* Exercise *
Check every line of the entries below for the word "version", then give only the number of lines that have it.

### Data shown

PR #844, opened 2022-03-11
AxGlobalStopping

abbas-kazerouni:
Summary: This implements the interface as well as a simple global stopping strategy to be used by Ax service and loop API's.

Reviewed By: Balandat

Differential Revision: D34691150


saitcakmak:
already committed

PR #864, opened 2022-03-23
Add missing init file so test stops yelling at us

danielcohenlive:
Summary: We don't need __init__.py's for buck, but OSS doesn't use buck targets, so we need it there.  I think that's what this test is getting at.

Differential Revision: D35078275


Balandat (approved):

saitcakmak:
diff abandoned

PR #877, opened 2022-03-25
improvement-based global stopping

abbas-kazerouni:
Summary: implements improvement based global stoppping

Reviewed By: danielrjiang, Balandat

Differential Revision: D34705629


saitcakmak:
already committed

PR #890, opened 2022-03-31
adding a safeguard for stopping strategy

abbas-kazerouni:
Summary: The stopping strategy at first call to get_next_trial() raises error since there are no compleleted trials yet to call max() function on. This fixes that.

Reviewed By: danielrjiang

Differential Revision: D35274315


saitcakmak:
already committed

PR #921, opened 2022-04-19
Saitcakmak patch 1

saitcakmak:
Testing. Will update once finalized.


danielcohenlive:
Looks like the test plan failed.

saitcakmak:
@danielcohenlive Yeah, it triggered a branch projection rule despite the "build-tutorials-with-pinned-botorch" workflow that the rule requires passing in the same run. I'll update once we decide on how to get around that.

saitcakmak:
abandoned

PR #958, opened 2022-05-11
Speed up aggregation with native pandas

mpolson64:
Summary: Naive implementation was too slow.

Differential Revision: D36283825


Balandat (approved):
Vectorize This!

PR #968, opened 2022-05-13
Fix typo in EI formula in BO documentation

kilian-hu:
Summary:
Fix small typo in the EI formula in the BO documentation which caused a parenthesis mismatch.


Balandat (approved):
Thanks!

PR #978, opened 2022-05-28
Pin protobuf version

saitcakmak:
The new `4.21.1` release of `protobuf` leads to errors while importing from `ray` and `tensorboard`. This pins the `protobuf` version as a temporary fix.


Balandat (approved):
Lgtm

Balandat:
Should this also be pinned in setup.py?

saitcakmak:
@Balandat We don't have `ray` or `tensorboard` as dependencies in `setup.py`, so I skipped it there. I think it is ok to skip since this is somewhat of a specialized use case and the error message pretty clearly states that you can pin `protobuf` to get around it.

PR #545, opened 2020-07-03
GUACAMOLE-1125: Fix substituteKeysPressed handler on guacKeyup events

echu2013:
Issue which evidenced starting with guacamole-server version 1.2.0. Send guacSyntheticKeyup (DEL key here) BEFORE deleting it for proper behavior.

### DIFF
--- a/guacamole/src/main/webapp/app/client/controllers/clientController.js
+++ b/guacamole/src/main/webapp/app/client/controllers/clientController.js
@@ -678,8 +678,8 @@ angular.module('client').controller('clientController', ['$scope', '$routeParams
         // Deal with substitute key presses
         if (substituteKeysPressed[keysym]) {
             event.preventDefault();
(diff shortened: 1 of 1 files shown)


echu2013:
> @echu2013: Thanks for the quick-fix - I think it looks fine. My only request is that you tweak the commit message and PR title a bit to be less-specific to keys/key sequences and somewhat more generic. While you're seeing this in Ctrl-Alt-End, the issue actually fixes any/all substitute key presses that might be present.

Does now make sense???

necouchman:
@echu2013: Much better - one more request - can you adjust the commit message so that it isn't cut off?  I think a single line for this one will be okay :-).

echu2013:
> @echu2013: Much better - one more request - can you adjust the commit message so that it isn't cut off? I think a single line for this one will be okay :-).

Is it better now?

PR #546, opened 2020-07-04
GUACAMOLE-1123: Standardize REST endpoints for historical data

necouchman:
This standardizes REST endpoints for retrieving history for both connections and users.  There are a handful of items in here I'm unsure of in terms of best practice or not, so let me know what needs to be fixed.  So far I have only tested against PostgreSQL, so probably needs some verification against MySQL/MariaDB and SQL Server.

### DIFF
--- a/extensions/guacamole-auth-jdbc/modules/guacamole-auth-jdbc-base/src/main/java/org/apache/guacamole/auth/jdbc/connection/ConnectionService.java
+++ b/extensions/guacamole-auth-jdbc/modules/guacamole-auth-jdbc-base/src/main/java/org/apache/guacamole/auth/jdbc/connection/ConnectionService.java
@@ -213,7 +213,7 @@ public class ConnectionService extends ModeledChildDirectoryObjectService<Modele
         Map<String, String> parameters = connection.getConfiguration().getParameters();
         
         // Convert parameters to model objects
-        Collection<ConnectionParameterModel> parameterModels = new ArrayList<ConnectionParameterModel>(parameters.size());
+        Collection<ConnectionParameterModel> parameterModels = new ArrayList<>(parameters.size());
         for (Map.Entry<String, String> parameterEntry : parameters.entrySet()) {
 
             // Get parameter name and value
@@ -329,7 +329,7 @@ public class ConnectionService extends ModeledChildDirectoryObjectService<Modele
     public Map<String, String> retrieveParameters(ModeledAuthenticatedUser user,
             String identifier) {
 
-        Map<String, String> parameterMap = new HashMap<String, String>();
+        Map<String, String> parameterMap = new HashMap<>();
 
         // Determine whether we have permission to read parameters
         boolean canRetrieveParameters;
@@ -382,7 +382,7 @@ public class ConnectionService extends ModeledChildDirectoryObjectService<Modele
     protected List<ConnectionRecord> getObjectInstances(List<ConnectionRecordModel> models) {
 
         // Create new list of records by manually converting each model
-        List<ConnectionRecord> objects = new ArrayList<ConnectionRecord>(models.size());
+        List<ConnectionRecord> objects = new ArrayList<>(models.size());
         for (ConnectionRecordModel model : models)
             objects.add(getObjectInstance(model));
 
@@ -411,28 +411,16 @@ public class ConnectionService extends ModeledChildDirectoryObjectService<Modele
             ModeledConnection connection) throws GuacamoleException {
 
         String identifier = connection.getIdentifier();
-
-        // Retrieve history only if READ permission is granted
-        if (hasObjectPermission(user, identifier, ObjectPermission.Type.READ)) {
-
-            // Retrieve history
-            List<ConnectionRecordModel> models = connectionRecordMapper.select(identifier);
-
-            // Get currently-active connections
-            List<ConnectionRecord> records = new ArrayList<ConnectionRecord>(tunnelService.getActiveConnections(connection));
-            Collections.reverse(records);
-
-            // Add past connections from model objects
-            for (ConnectionRecordModel model : models)
-                records.add(getObjectInstance(model));
-
-            // Return converted history list
-            return records;
-
-        }
-
-        // The user does not have permission to read the history
-        throw new GuacamoleSecurityException("Permission denied.");
+        
+        // Get current active connections.
+        List<ConnectionRecord> records = new ArrayList<>(tunnelService.getActiveConnections(connection));
+        Collections.reverse(records);
+        
+        // Add in the history records.
+        records.addAll(retrieveHistory(identifier, user, Collections.emptyList(),
+                Collections.emptyList(), Integer.MAX_VALUE));
+        
+        return records;
 
     }
 
@@ -442,6 +430,60 @@ public class ConnectionService extends ModeledChildDirectoryObjectService<Modele
      * the given terms and sorted by the given predicates. Only history records
      * associated with data that the given user can read are returned.
      *
+     * @param identifier
+     *     The optional connection identifier for which history records should
+     *     be retrieved, or null if all readable records should be retrieved.
+     * 
+     * @param user
+     *     The user retrieving the connection history.
+     *
+     * @param requiredContents
+     *     The search terms that must be contained somewhere within each of the
+     *     returned records.
+     *
+     * @param sortPredicates
+     *     A list of predicates to sort the returned records by, in order of
+     *     priority.
+     *
+     * @param limit
+     *     The maximum number of records that should be returned.
+     *
+     * @return
+     *     The connection history of the given connection, including any
+     *     active connections.
+     *
+     * @throws GuacamoleException
+     *     If permission to read the connection history is denied.
+     */
+    public List<ConnectionRecord> retrieveHistory(String identifier,
+            ModeledAuthenticatedUser user,
+            Collection<ActivityRecordSearchTerm> requiredContents,
+            List<ActivityRecordSortPredicate> sortPredicates, int limit)
+            throws GuacamoleException {
+
+        List<ConnectionRecordModel> searchResults;
+
+        // Bypass permission checks if the user is privileged
+        if (user.isPrivileged())
+            searchResults = connectionRecordMapper.search(identifier, requiredContents,
+                    sortPredicates, limit);
+
+        // Otherwise only return explicitly readable history records
+        else
+            searchResults = connectionRecordMapper.searchReadable(identifier,
+                    user.getUser().getModel(), requiredContents, sortPredicates,
+                    limit, user.getEffectiveUserGroups());
+
+        return getObjectInstances(searchResults);
+
+    }
+    
+    /**
+     * Retrieves the connection history records matching the given criteria.
+     * Retrieves up to <code>limit</code> connection history records matching
+     * the given terms and sorted by the given predicates. Only history records
+     * associated with data that the given user can read are returned.
+     * 
      * @param user
      *     The user retrieving the connection history.
      *
@@ -467,22 +509,9 @@ public class ConnectionService extends ModeledChildDirectoryObjectService<Modele
             Collection<ActivityRecordSearchTerm> requiredContents,
             List<ActivityRecordSortPredicate> sortPredicates, int limit)
             throws GuacamoleException {
-
-        List<ConnectionRecordModel> searchResults;
-
-        // Bypass permission checks if the user is privileged
-        if (user.isPrivileged())
-            searchResults = connectionRecordMapper.search(requiredContents,
-                    sortPredicates, limit);
-
-        // Otherwise only return explicitly readable history records
-        else
-            searchResults = connectionRecordMapper.searchReadable(
-                    user.getUser().getModel(), requiredContents, sortPredicates,
-                    limit, user.getEffectiveUserGroups());
-
-        return getObjectInstances(searchResults);
-
+        
+        return retrieveHistory(null, user, requiredContents, sortPredicates, limit);
+        
     }
 
     /**
--- a/extensions/guacamole-auth-jdbc/modules/guacamole-auth-jdbc-base/src/main/java/org/apache/guacamole/auth/jdbc/user/UserService.java
+++ b/extensions/guacamole-auth-jdbc/modules/guacamole-auth-jdbc-base/src/main/java/org/apache/guacamole/auth/jdbc/user/UserService.java
@@ -32,7 +32,6 @@ import org.apache.guacamole.auth.jdbc.base.ModeledDirectoryObjectMapper;
 import org.apache.guacamole.auth.jdbc.base.ModeledDirectoryObjectService;
 import org.apache.guacamole.GuacamoleClientException;
 import org.apache.guacamole.GuacamoleException;
-import org.apache.guacamole.GuacamoleSecurityException;
 import org.apache.guacamole.GuacamoleUnsupportedException;
 import org.apache.guacamole.auth.jdbc.base.ActivityRecordModel;
 import org.apache.guacamole.auth.jdbc.base.ActivityRecordSearchTerm;
@@ -581,13 +580,9 @@ public class UserService extends ModeledDirectoryObjectService<ModeledUser, User
             ModeledUser user) throws GuacamoleException {
 
         String username = user.getIdentifier();
-
-        // Retrieve history only if READ permission is granted
-        if (hasObjectPermission(authenticatedUser, username, ObjectPermission.Type.READ))
-            return getObjectInstances(userRecordMapper.select(username));
-
-        // The user does not have permission to read the history
-        throw new GuacamoleSecurityException("Permission denied.");
+        
+        return retrieveHistory(username, authenticatedUser, Collections.emptyList(),
+                Collections.emptyList(), Integer.MAX_VALUE);
 
     }
 
@@ -597,6 +592,59 @@ public class UserService extends ModeledDirectoryObjectService<ModeledUser, User
      * given terms and sorted by the given predicates. Only history records
      * associated with data that the given user can read are returned.
      *
+     * @param username
+     *     The optional username to which history records should be limited, or
+     *     null if all readable records should be retrieved.
+     * 
+     * @param user
+     *     The user retrieving the login history.
+     *
+     * @param requiredContents
+     *     The search terms that must be contained somewhere within each of the
+     *     returned records.
+     *
+     * @param sortPredicates
+     *     A list of predicates to sort the returned records by, in order of
+     *     priority.
+     *
+     * @param limit
+     *     The maximum number of records that should be returned.
+     *
+     * @return
+     *     The login history of the given user, including any active sessions.
+     *
+     * @throws GuacamoleException
+     *     If permission to read the user login history is denied.
+     */
+    public List<ActivityRecord> retrieveHistory(String username,
+            ModeledAuthenticatedUser user,
+            Collection<ActivityRecordSearchTerm> requiredContents,
+            List<ActivityRecordSortPredicate> sortPredicates, int limit)
+            throws GuacamoleException {
+
+        List<ActivityRecordModel> searchResults;
+
+        // Bypass permission checks if the user is privileged
+        if (user.isPrivileged())
+            searchResults = userRecordMapper.search(username, requiredContents,
+                    sortPredicates, limit);
+
+        // Otherwise only return explicitly readable history records
+        else
+            searchResults = userRecordMapper.searchReadable(username, 
+                    user.getUser().getModel(),
+                    requiredContents, sortPredicates, limit, user.getEffectiveUserGroups());
+
+        return getObjectInstances(searchResults);
+
+    }
+    
+    /**
+     * Retrieves user login history records matching the given criteria.
+     * Retrieves up to <code>limit</code> user history records matching the
+     * given terms and sorted by the given predicates. Only history records
+     * associated with data that the given user can read are returned.
+     * 
      * @param user
      *     The user retrieving the login history.
      *
@@ -621,21 +669,9 @@ public class UserService extends ModeledDirectoryObjectService<ModeledUser, User
             Collection<ActivityRecordSearchTerm> requiredContents,
             List<ActivityRecordSortPredicate> sortPredicates, int limit)
             throws GuacamoleException {
-
-        List<ActivityRecordModel> searchResults;
-
-        // Bypass permission checks if the user is privileged
-        if (user.isPrivileged())
-            searchResults = userRecordMapper.search(requiredContents,
-                    sortPredicates, limit);
-
-        // Otherwise only return explicitly readable history records
-        else
-            searchResults = userRecordMapper.searchReadable(user.getUser().getModel(),
-                    requiredContents, sortPredicates, limit, user.getEffectiveUserGroups());
-
-        return getObjectInstances(searchResults);
-
+        
+        return retrieveHistory(null, user, requiredContents, sortPredicates, limit);
+        
     }
 
 }
--- a/extensions/guacamole-auth-jdbc/modules/guacamole-auth-jdbc-mysql/src/main/resources/org/apache/guacamole/auth/jdbc/connection/ConnectionRecordMapper.xml
+++ b/extensions/guacamole-auth-jdbc/modules/guacamole-auth-jdbc-mysql/src/main/resources/org/apache/guacamole/auth/jdbc/connection/ConnectionRecordMapper.xml
@@ -108,28 +108,35 @@
         LEFT JOIN guacamole_user       ON guacamole_connection_history.user_id       = guacamole_user.user_id
 
         <!-- Search terms -->
-        <foreach collection="terms" item="term"
-                 open="WHERE " separator=" AND ">
-            (
+        <where>
+            
+            <if test="identifier != null">
+                guacamole_connection_history.connection_id = #{identifier,jdbcType=VARCHAR}
+            </if>
+            
+            <foreach collection="terms" item="term" open=" AND " separator=" AND ">
+                (
 
-                guacamole_connection_history.user_id IN (
-                    SELECT user_id
-                    FROM guacamole_user
-                    WHERE POSITION(#{term.term,jdbcType=VARCHAR} IN username) > 0
+                    guacamole_connection_history.user_id IN (
+                        SELECT user_id
+                        FROM guacamole_user
+                        WHERE POSITION(#{term.term,jdbcType=VARCHAR} IN username) > 0
+                    )
+
+                    OR guacamole_connection_history.connection_id IN (
+                        SELECT connection_id
+                        FROM guacamole_connection
+                        WHERE POSITION(#{term.term,jdbcType=VARCHAR} IN connection_name) > 0
+                    )
+
+                    <if test="term.startDate != null and term.endDate != null">
+                        OR start_date BETWEEN #{term.startDate,jdbcType=TIMESTAMP} AND #{term.endDate,jdbcType=TIMESTAMP}
+                    </if>
+
                 )
-
-                OR guacamole_connection_history.connection_id IN (
-                    SELECT connection_id
-                    FROM guacamole_connection
-                    WHERE POSITION(#{term.term,jdbcType=VARCHAR} IN connection_name) > 0
-                )
-
-                <if test="term.startDate != null and term.endDate != null">
-                    OR start_date BETWEEN #{term.startDate,jdbcType=TIMESTAMP} AND #{term.endDate,jdbcType=TIMESTAMP}
-                </if>
-
-            )
-        </foreach>
+            </foreach>
+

######

* Expected answer *
3